# WORK INSTRUCTIONS
Go through the lines below and tally those containing the string "appearance". Respond with the number only.

Data records

+ + +

PR #286, opened 2018-10-24
Fix to include the theme - if present - into the docs.css for local devs

Andrew565:
### Fixed
docs.scss now imports the theme's .scss file(s), when building with `yarn start:theme` or `yarn build:theme`.

### Changed
Also, updated the yarn lockfile.


pwolfert:
The tests are failing because they're not configured to run on other repositories, so I'm going to merge this despite the failing tests. I've run the tests locally, and they're fine.

PR #290, opened 2018-10-26
Fix errors on Travis CI

pwolfert:
Sometime in the last week, our unit tests on Travis CI started failing. I started by fixing the `SecurityError: localStorage is not available for opaque origins` error by changing Jest's `testURL` to localhost. That revealed some more errors, one of which was some strange behavior of the `Mask` component's lifecycle methods when rendered with Enzyme and jsdom. Rather than spending days fixing those issues when it worked perfectly in real life, I removed the polyfill I had been including to give us one of the new lifecycle methods and implemented the behavior with `componentDidUpdate` instead. This also meant I had to suppress an error that eslint was giving for having `setState` in `componentDidUpdate`. It's not wrong to put a `setState` in `componentDidUpdate`, but it's not something that should be encouraged generally. I did upgrade Enzyme to the latest version.

### Fixed
- Fixed the `SecurityError: localStorage is not available for opaque origins` error for our automated tests on Travis CI
- Fixed other unit-test errors that were most likely due to recent dependency updates

Note that I'm including the compiled version of `Mask.js` now because apparently some of the tests on CI rely on the dist copies, and the dist copy from master tries to require `react-lifecycles-compat`, which I removed 🤷‍♂️


pwolfert:
It looks like Travis CI is also getting a slightly different version of Jest or one of its dependencies, which fails some tests. I think it would be good to upgrade Jest to v23, but first I'll fix the current errors.

pwolfert:
Thanks, @dcloud! About the node update: there's probably a lot of updating we need to do at this point 😬

PR #296, opened 2018-12-11
removed up/down arrows from datefield via css; scroll capability stil…

phiden:
### Changed
- removed increment arrows from date field inputs per https://jira.cms.gov/browse/HDSG-234

The ultimate goal was the visual fix of the arrows; thus scrollwheel and keyboard incremental functionality is retained. 

Before:
screen shot 2018-12-11 at 1 32 43 pm

After:
screen shot 2018-12-11 at 1 32 51 pm

### DIFF
--- a/packages/core/src/components/DateField/DateField.scss
+++ b/packages/core/src/components/DateField/DateField.scss
@@ -34,15 +34,6 @@ Markup:
 Style guide: components.date-field
 */
 
-input[type="number"]::-webkit-outer-spin-button, input[type="number"]::-webkit-inner-spin-button {
-  -webkit-appearance: none;
-  margin: 0;
-}
-
-input[type="number"] {
-  -moz-appearance: textfield;
-}
-
 .ds-c-field--month,
 .ds-c-field--day,
 .ds-c-field--year {
--- a/packages/core/src/components/DateField/DateField.scss
+++ b/packages/core/src/components/DateField/DateField.scss
@@ -33,6 +33,16 @@ Markup:
 
 Style guide: components.date-field
 */
+
+input[type="number"]::-webkit-outer-spin-button, input[type="number"]::-webkit-inner-spin-button {
+  -webkit-appearance: none;
+  margin: 0;
+}
+
+input[type="number"] {
+  -moz-appearance: textfield;
+}
+
 .ds-c-field--month,
 .ds-c-field--day,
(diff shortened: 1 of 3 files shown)


packages/core/src/components/DateField/DateField.scss
```diff
@@ -33,6 +33,16 @@ Markup:
 
 Style guide: components.date-field
 */
+
+input[type="number"]::-webkit-outer-spin-button, input[type="number"]::-webkit-inner-spin-button {
```
pwolfert: These selectors will apply to all text fields of the number type rather than just the date-field ones. Is that your intention?

pwolfert: And I see that the ticket requests that the fields be turned into normal text fields. I like your solution better, but I just thought I'd bring that up.

phiden: @pwolfert it wasn't, but thinking about it I think it's all right that all number fields don't have the increment arrows. They're a confusing UI and they don't always work as expected, which was the genesis for getting rid of them in the date field. 

RE: turning into normal text fields, discussed that with Mel and we agreed that retaining the number fields and removing the arrow UI was a good solution -- the problem is not the functionality of the number field per se, but of the increment arrows themselves. (the original AC is too prescriptive in this case)

pwolfert: Cool, sounds good to me. In this case I'd suggest we move this into https://github.com/CMSgov/design-system/blob/master/packages/core/src/components/TextField/TextField.scss#L45

pwolfert: Yeah, that's the linter. It's rather opinionated 😕. I'll pull down your branch and try to fix them. You mind if I commit to your branch?

Also, none of our existing CSS has ever selected on the bare `input`s. I think it would be more in line with the existing pattern if the selector were `.ds-c-field[type="number"]...etc` that way we don't overstep our bounds.

phiden: No, please go ahead! Appreciate the help.

pwolfert: I'll try to get to it this morning, but if I don't make any updates in the next two hours, yell at me.

phiden:
@pwolfert looks like this is good to go?

PR #299, opened 2018-12-26
[TAXTOOLS-556] Add Help Drawer component

hannaliebl:
### Added
Added `HelpDrawer` and `HelpDrawerToggle` components (based on App 3 components.)

help-drawer-gif
help-drawer

### Open Questions
1. Will this work for App 3 implementation? I based all of this on the existing components in App 3, but the state management/id handling is a bit different, and I'm not sure if this is too simplified or if there is more I should do with that to support how App 3 uses these components.
2. `componentWillUpdate` is almost depreciated and will be in future versions of React - I assume I should find a better way to handle this, but this was how it was done in App 3 so I copied it here for now.
3. I'd love help with more documentation and perhaps better examples (no "lorem ipsum.") Feel free to add to this branch if that's easiest with better documentation and examples.


packages/core/src/components/HelpDrawer/HelpDrawer.jsx
```diff
@@ -0,0 +1,74 @@
...
+          <div className="ds-u-fill--gray-lightest ds-u-padding--2 ds-u-display--flex ds-u-align-items--start">
+            <h3
+              ref={el => (this.titleRef = el)}
+              tabIndex="0"
+              className="ds-u-text--lead ds-u-margin-y--0 ds-u-margin-right--2"
+            >
+              {title}
+            </h3>
+            <Button
+              className="ds-u-margin-left--auto"
```
1Copenut: I'd like to have an `aria-label` attribute added here, with a default string of "Close help drawer". This will probably need English and Spanish translations, and could be a `HelpDrawer` default prop. Screen reader users don't get a lot of context when "Close, button" is announced on focus. The suggested text would read "Close help drawer, button" which is more descriptive and doesn't change the visual design.

packages/core/src/components/HelpDrawer/HelpDrawerToggle.jsx
```diff
@@ -0,0 +1,67 @@
...
+/**
+ * A link that triggers the visibility of a help drawer
+ */
+export class HelpDrawerToggle extends React.PureComponent {
+  constructor(props) {
+    super(props);
+    // Use a unique ID to avoid scenarios where multiple toggles on the same
+    // page trigger the same help drawer, which could result in multiple instances
+    // of the drawer being rendered if these weren't unique:
+    this.id = uniqueId('helpDrawer');
```
pwolfert: I think all this `id` business might be specific to the App 3 implementation. Looking at the `.example.js` component, I don't see how multiple toggles changing the same bit of component state would cause the component to render multiple help drawers because there's only one in the render function. And if none of that's necessary, I don't think this `HelpDrawerToggle` component is necessary to create either, since it basically becomes a link. That being said, there's a lot of boilerplate to make this link behave like a button, so maybe it's good to keep around.

This also brings up your question about being able to use this in App 3 after it's released. I think we'll just have to use some sort of adapter for the time being, but I don't think that's a bad thing.

hannaliebl: I'm ok with keeping the toggle a separate component. I removed the id handling from the toggle - do you think the way it works now would work for App3?

packages/core/src/components/HelpDrawer/HelpDrawer.jsx
```diff
@@ -0,0 +1,74 @@
...
+            */}
+          <div className="ds-u-fill--gray-lightest ds-u-padding--2 ds-u-display--flex ds-u-align-items--start">
+            <h3
+              ref={el => (this.titleRef = el)}
+              tabIndex="0"
+              className="ds-u-text--lead ds-u-margin-y--0 ds-u-margin-right--2"
+            >
+              {title}
+            </h3>
+            <Button
```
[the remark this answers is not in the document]
hannaliebl: I updated this, let me know if there's anything else you see that can be improved!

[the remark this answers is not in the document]
hannaliebl: Oh, and, yes, I made it a default prop. We should be able to pass in translations ourselves when using this - we don't provide translations or keys for the default components here, though, correct?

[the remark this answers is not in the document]
1Copenut: I don't believe we provide translations or keys for defaults.

packages/core/src/components/HelpDrawer/HelpDrawerToggle.jsx
pwolfert: Yeah, it should still work 👍Looks great

packages/core/src/components/HelpDrawer/HelpDrawerToggle.jsx
```diff
@@ -0,0 +1,46 @@
...
+          {this.props.children}
+        </a>
+      </span>
+    );
+  }
+}
+
+/* eslint-disable react/no-unused-prop-types */
+HelpDrawerToggle.propTypes = {
+  /** Whether or not the Help Drawer controlled by this toggle is open or closed. This value is used to re-focus the toggle that opened the drawer when the drawer closes. */
```
pwolfert: What's the intended behavior with regards to focusing? When you open the help drawer, is it supposed to move focus back to the button rather than focus on the help drawer's title?

packages/core/src/components/HelpDrawer/HelpDrawer.jsx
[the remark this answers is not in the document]
1Copenut: @hannaliebl I just re-checked locally with these changes. No regressions and the Close button action is clear when it's read out. No further changes from me. Thank you much!

packages/core/src/components/HelpDrawer/HelpDrawerToggle.jsx
hannaliebl: It should focus the title of the help drawer on open (I'm not entirely sure why, this was behavior that I duplicated from the original - @1Copenut can give a better answer, but maybe because the title is read out by screen readers and it makes more sense for it to first read the title rather than immediately reading the close button?) and on close it should return focus to the toggle that opened it (so you're back to your original spot in the DOM before it opened.)

packages/core/src/components/HelpDrawer/HelpDrawer.jsx
```diff
@@ -0,0 +1,79 @@
...
+        <div className="ds-c-help-drawer__body ds-u-md-font-size--small ds-u-lg-font-size--base ds-u-padding--2">
+          {children}
+        </div>
+        <div className="ds-c-help-drawer__footer ds-u-fill--primary-alt-lightest ds-u-md-font-size--small ds-u-lg-font-size--base ds-u-padding--2">
+          <h4 className="ds-text ds-u-margin--0">{footerTitle}</h4>
+          {/* dangerouslySetInnerHTML since footerBody can include HTML tags */}
+          <p
+            className="ds-text ds-u-margin--0"
+            dangerouslySetInnerHTML={{ __html: footerBody }}
+          />
```
pwolfert: What if we leave the danger up to the developer who uses the component? That is, we just expect a renderable node, and if the developer wants to render a string, they can turn it into html themselves. So we'd have:
```jsx
<div className="ds-text ds-u-margin--0">
  {footerBody}
</div>
```
and they could pass stuff like
```jsx
<HelpDrawer footerBody="just some text" />
<HelpDrawer footerBody={<span>some <em>special</em> stuff </span>} />
<HelpDrawer footerBody={<span dangerouslySetInnerHTML={{ __html: stuff }} />} />
```

packages/core/src/components/HelpDrawer/HelpDrawerToggle.jsx
1Copenut: @hannaliebl @pwolfert 
You're exactly right. Settling focus on the heading when the Help Drawer is opened causes it to be read out immediately to the big three screen readers. NVDA doesn't always read out content when we focus a container or non-text node, so I'm trying to rally around heading focus for programmatic UI changes where possible, and fall back to non-text nodes where necessary.

Here we had a chance to hook into the heading, and it's maximally useful to all assistive devices I tested against.

hannaliebl:
@pwolfert, PTAL, I made the footerBody no longer use`dangerouslySetInnerHTML`.

Also, I was going to get better example text, but I couldn't think of any, and I realize we use lorem ipsum in other spots, so from my perspective this is ready to be merged now as-is, unless someone has any other examples (or other feedback) they'd like to give.

PR #537, opened 2019-10-31
[WNMGDS-275] - Add links to the CMSDS

line47:
### Added
Added a page to the doc site for links 

### Changed
I needed to modify some other component styles to ensure the visited link styling would not conflict with the component.


packages/core/src/base/body.scss
```diff
@@ -40,6 +40,7 @@ Style guide: style.base
     a {
       color: $color-base-inverse;
 
+      &:visited,
```
line47: Kept the color the same for visited links on inverse bg

packages/core/src/base/typography.scss
```diff
@@ -53,26 +53,7 @@ Markup:
...
-    &:hover,
-    &:focus {
-      color: $color-primary-darker;
-    }
-
-    &:active {
-      color: $color-primary-darkest;
-    }
-  }
-}
```
line47: Moved this under links.scss

packages/core/src/components/Button/Button.scss
```diff
@@ -40,7 +40,7 @@
   padding: $spacer-half $spacer-1;
 }
 
-.ds-c-button--primary {
+.ds-c-button--primary, .ds-c-button--primary:visited {
```
line47: Needed to add some visited styles here to prevent the buttons for getting the visited link text color

packages/core/src/components/Links/_Links.docs.scss
```diff
@@ -0,0 +1,51 @@
...
+Never use a link to say “click here.” A nondescript link forces users to backtrack and read the surrounding text for more context. This is even more problematic for those who rely on screen readers, which can list links for quicker navigation. A list of “click here” isn’t helpful for anyone.
+
+### Accessibility
+
+- Users should be able to tab to navigate between links.
+- Users should be able to activate a link when pressing ‘Enter’ on their keyboard.
+- Users should be able to identify links without relying on color alone.
+- Users should be able to activate hover and focus states with both a mouse and a keyboard.
+
+Style guide: components.links.guidance
```
line47: Would enjoy feedback on the content here @davidakennedy or @melwoodard

packages/core/src/components/Links/_Links.docs.scss
```diff
@@ -0,0 +1,51 @@
+/*
```
bernardwang: I'm not sure if it makes sense to group Links under components, as its just an `<a>` tag. Maybe we should consider making the stylings a utility class and moving it under utilities?

bernardwang: Actually, I'd even be ok with just having a default styling and not having an additional documentation page. Since its just a native HTML element I dont think we need much guidance.

packages/core/src/components/Links/_Links.docs.scss
```diff
@@ -0,0 +1,51 @@
...
+Links
+
+Links connect users to a different page or further information.
+
+@uswds https://standards.usa.gov/components/labels/
```
bernardwang: As I understand, USWDS doesnt have a link component, this links to https://designsystem.digital.gov/components/tag/, which is entirely different. Much of the guidance on this page is also from Tags

packages/core/src/components/Links/_Links.docs.scss
line47: I was thinking it would be nice to have to show what the styling looks like. Maybe under components is not the best place. This brings up the definition of component thing for me and does component mean React component or general HTML component?

packages/core/src/components/Links/_Links.docs.scss
line47: USWDS places their link information under typography https://designsystem.digital.gov/components/typography/#links

packages/core/src/components/Links/_Links.docs.scss
bernardwang: I think it makes sense if we included it in the typography section! As far as components go, I don't think if its react or html, as long as it's showcasing something that you use in the DS like a set of classes or certain markup.

packages/core/src/base/index.scss
```diff
@@ -1,3 +1,3 @@
 @import 'body';
-@import 'typography';
+@import 'typography/typography';
```
line47: Moved typography to its own folder due to splitting up styles and examples into their own files

packages/core/src/base/typography/_typography.docs.scss
```diff
@@ -0,0 +1,106 @@
...
+*/
+
+/*
+Links
+
+Links connect users to a different page or further information.
+
+The only base HTML element the design system applies styling to is the `<a>` element. To prevent this, you can override the `$ds-include-base-html-rulesets` Sass variable and set it to `false`.
+
+Markup: links.example.html
```
line47: I wish the markup was inserted where it appears in the file instead of at the bottom, this makes the page not look so great

packages/core/src/base/typography/typography.example.html
```diff
@@ -0,0 +1,11 @@
+<h1 class="ds-display">Display</h1>
+<h1 class="ds-title">Title</h1>
+<h1 class="ds-h1">Heading 1</h1>
+<h1 class="ds-h2">Heading 2</h1>
+<h1 class="ds-h3">Heading 3</h1>
+<h1 class="ds-h4">Heading 4</h1>
+<h1 class="ds-h5">Heading 5</h1>
+<h1 class="ds-h6">Heading 6</h1>
```
line47: separated the example and remove some of the extra redundant paragraphs in the example

packages/core/src/components/_index.scss
```diff
@@ -8,6 +8,7 @@
 @import 'Dropdown/Dropdown';
 @import 'FormLabel/FormLabel';
 @import 'HelpDrawer/HelpDrawer';
+@import 'typography/Links';
```
line47: updated the links scss reference

packages/core/src/components/Links/_Links.docs.scss
```diff
@@ -0,0 +1,51 @@
...
+
+Style guide: components.links
+*/
+
+/*
+---
+
+### When to use
+
+- Navigating to a new page or view in your application
```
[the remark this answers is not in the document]
davidakennedy: One way to tighten the technical boundaries is: If the URL changes, use a link, otherwise use a button.

There may be exceptions to that, but I can't think of any right now.

packages/core/src/components/_index.scss
```diff
@@ -8,6 +8,7 @@
 @import 'Dropdown/Dropdown';
 @import 'FormLabel/FormLabel';
 @import 'HelpDrawer/HelpDrawer';
+@import '../base/typography/Links';
```
bernardwang: Could you move the import to `base/index.scss`?

packages/core/src/components/Links/_Links.docs.scss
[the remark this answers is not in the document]
line47: Updated

packages/core/src/components/Links/_Links.docs.scss
```diff
@@ -0,0 +1,51 @@
...
+- Navigating to a different web page, e.g. external documentation
+
+### When to consider alternatives
+
+- Opening or closing a modal or dialog
+- Triggering a dropdown menu
+- Submitting data to the server
+
+### Usage
```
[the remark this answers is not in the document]
line47: This content has been removed, thanks!

bernardwang:
Last thing, currently we don't have a visited link color for inverse, should we?

line47:
We do, however, the styles are under body.scss in base here
https://github.com/CMSgov/design-system/blob/sw-add-link/packages/core/src/base/body.scss#L40

bernardwang:
Hm, yeah its super weird, I see the style in the example but it doesnt seem to be working for some reason

bernardwang:
It's because opacity doesnt work for visited links, maybe we should consider changing the color to whatever `#ffffff` at 0.8 opacity is. It's not a perfect translation (cuz opacity depends on the background so "converting" 0.8 opacity to hex wont work perfectly), but I think its an improvement.

packages/core/src/components/Button/Button.scss
bernardwang: Should this be added to all the button variations? Not just the main class, primary, and inverse? Alternatively, can we get away with just adding it to the base class `ds-c-button`? That should be on every button right?

bernardwang: Oopf, I just realized something. If we want an `<a>` element to be styled as a button, we don't want it to change its styling after being clicked. That's why we add `:visited` to all these classes. This gets a bit weird when we also a transparent button variation which is styled like a link, because then you would expect it to have a `:visited` style, even though its a button. This relates to the larger "should you have links styled as buttons and vice versa" discussion.

packages/core/src/base/body.scss
```diff
@@ -44,7 +44,7 @@ Style guide: style.base
       &:active,
       &:focus,
       &:hover {
-        color: $color-base-inverse;
+        color: $color-muted-inverse;
```
bernardwang: I just did the calculation, the exact color of white at 80% opacity on the inverse dark bg is `#cfd5dc`. I wonder if we should use that instead, considering we use `$color-muted-inverse` as the disabled transparent button styling.

PR #538, opened 2019-10-31
[WNMGDS-285] Remove select page and right to left choice sections from doc site

### LINKED ISSUE #360: Propose remove select examples from Checkbox & Radio component page
## Description
On the Checkbox & Radio page https://design.cms.gov/components/choice/ we have select components but we also have a separate select page. 

I think we should remove the select examples from the Checkbox & Radios page and keep them on the select page.

line47:
### Removed
- Removed the select page from the doc site, however, the component will still function if used. 
- Removed the right to left choice examples from the documentation 

This pr closes #360


bernardwang:
I see there's a few references left to "select menus" in `forms.md`, `Textfield.docs.scss`, `ChoiceList.docs.scss`. Can those also be updated to use dropdown?

packages/core/src/components/ChoiceList/_ChoiceList.docs.scss
```diff
@@ -11,13 +11,19 @@ Style guide: components.choice
 */
 
 /*
```
bernardwang: These changes right here look like merge conflicts, they should be safe to delete

PR #540, opened 2019-11-01
Add concise modal example with javascript

bernardwang:
This issue (https://github.com/CMSgov/design-system/pull/536#issuecomment-548584972) was bugging me a bit, so I tried fixing it with js
[Gif of new example](https://gyazo.com/b2ad3abdda62f1e3f031b69657c4d783)

### Changed
Replaced "modifier" pattern for modal sizes with single code example that combines all sizes by using javascript. Each size modal is opened with a button. 

This required me to add JS to the `example.js` file, even though it is only relevant on this page.


line47:
I think this is a good change! Nice :)

PR #547, opened 2019-11-04
[WNMGDS-290] - Update disabled styling for buttons

line47:
Currently, the disabled button styling is the same for all non-inverse button styles. We should change the default disabled to match the default outline style, similar to USWDS

### Screenshot

Screen Shot 2019-11-04 at 4 32 37 PM

### DIFF
--- a/packages/core/src/components/Button/Button.scss
+++ b/packages/core/src/components/Button/Button.scss
@@ -24,6 +24,13 @@
     color: $color-primary-darker;
   }
 
+  &:disabled {
+    background-color: $color-white;
+    border-color: $color-gray-lighter;
+    color: $color-gray-lighter;
+    pointer-events: none;
+  }
+
   &:active,
   &.ds-c-button--active {
     border-color: $color-primary-darkest;
@@ -48,6 +55,13 @@
   border-color: transparent;
   color: $color-white;
 
+  &:disabled {
+    background-color: $color-gray-lighter;
+    border-color: transparent;
+    color: $color-gray-dark;
+    pointer-events: none;
+  }
+
   &:focus,
   &:hover,
   &:active,
@@ -58,7 +72,7 @@
     color: $color-white;
   }
 
-  &:focus,   
+  &:focus,
   &.ds-c-button--focus {
     background-color: $button-primary-bg--focus;
   }
@@ -80,6 +94,13 @@
   border-color: transparent;
   text-decoration: underline;
 
+  &:disabled {
+    background-color: transparent;
+    border-color: transparent;
+    color: $color-gray-lighter;
+    pointer-events: none;
+  }
+
   &:focus,
   &:hover,
   &:active,
@@ -94,6 +115,13 @@
   background-color: $color-error;
   border-color: transparent;
   color: $color-white;
+
+  &:disabled {
+    background-color: $color-gray-lighter;
+    border-color: transparent;
+    color: $color-gray-dark;
+    pointer-events: none;
+  }
 
   &:focus,
   &:hover,
@@ -117,6 +145,13 @@
   border-color: transparent;
   color: $color-white;
 
+  &:disabled {
+    background-color: $color-gray-lighter;
+    border-color: transparent;
+    color: $color-gray-dark;
+    pointer-events: none;
+  }
+
   &:focus,
   &:hover,
   &:active,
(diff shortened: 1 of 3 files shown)


packages/core/src/components/Button/Button.scss
```diff
@@ -24,6 +24,13 @@
     color: $color-primary-darker;
   }
 
+  &:disabled {
+    background-color: $color-white;
+    border-color: $color-gray-lighter;
```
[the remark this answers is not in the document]
line47: I don't think disabled buttons needs to pass color contrast, @davidakennedy ?

packages/core/src/components/Button/Button.scss
```diff
@@ -55,7 +56,8 @@
   border-color: transparent;
   color: $color-white;
 
-  &:disabled {
+  &:disabled,
+  &.ds-c-button--disabled {
     background-color: $color-gray-lighter;
```
line47: Do we need to have the `ds-c-button--disabled` class for each button variation? I was thinking using the disabled HTML attribute would be a better way to go if folks want to disable a button. 

>If you do disable a button, make sure it receives the disabled styling. A button element will automatically be styled as a disabled button when it has the disabled HTML attribute, but an a element will need to have the disabled modifier class applied to it.

bernardwang: Yes, we would still recommend to use the `disabled` attribute for buttons, but we should still provide both options for link elements styled as a button. Adding the `ds-c-button--disabled` also makes sure the styling is consistent regardless if you are using the classname or HTML attribute. This is also consistent with `.ds-c-button--focus`, `.ds-c-button--hover` and `.ds-c-button--active`.

packages/core/src/components/Button/Button.scss
```diff
@@ -161,6 +200,14 @@ Inverse buttons
   background-color: $color-background-inverse;
   border-color: $border-color-inverse;
 
+  &:disabled,
```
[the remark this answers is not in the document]
bernardwang: If we wanted to follow BEM exactly, I _think_ we should have classes like this:
```
ds-c-button ds-c-button--primary ds-c-button--primary-disabled
ds-c-button ds-c-button--primary ds-c-button--primary-inverse
ds-c-button ds-c-button--primary ds-c-button--primary-active
```
but since that's a bit verbose and can get confusing with the HTML attributes and multiple button states (think inverse + disabled), I think it makes more sense to do this:
```
ds-c-button ds-c-button--primary ds-c-button--disabled
ds-c-button ds-c-button--primary ds-c-button--inverse
ds-c-button ds-c-button--primary ds-c-button--active
```

bernardwang:
@line47 I pushed a commit illustrating what I suggested here:
https://github.com/CMSgov/design-system/pull/547#discussion_r342678171

Let me know what you think about this!

packages/core/src/components/Button/Button.scss
```diff
@@ -174,38 +150,17 @@
   }
 }
 
-.ds-c-button--disabled {
```
bernardwang: Because we added `.ds-c-button--disabled` to all the `&:disabled`, we can remove this separate class definition

packages/core/src/components/Button/Button.scss
```diff
@@ -238,21 +196,31 @@ Inverse buttons
...
   &.ds-c-button--active {
-    background-color: $color-background-inverse;
-    border-color: $color-background-inverse;
+    border-color: $color-base-inverse;
+  }
+}
+
+.ds-c-button--transparent-inverse {
+  &:disabled,
+  &.ds-c-button--disabled {
```
bernardwang: Previously the transparent inverse button didn't have a disabled state

packages/core/src/components/Button/Button.scss
```diff
@@ -238,21 +196,31 @@ Inverse buttons
   }
 }
 
-.ds-c-button--disabled-inverse,
```
bernardwang: This class has been deleted

line47:
This looks good, thanks @bernardwang

bernardwang:
Awesome just waiting on this:
https://github.com/CMSgov/design-system/pull/547/files#r342655126

packages/core/src/components/Button/Button.scss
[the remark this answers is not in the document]
davidakennedy: They don't. From:

> User Interface Components
> Visual information required to identify user interface components and states, except for inactive components or where the appearance of the component is determined by the user agent and not modified by the author;

https://www.w3.org/TR/WCAG21/#x1-4-11-non-text-contrast

Key part there is: **except for inactive components**.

+ + +

# PROBLEM SOLUTION
5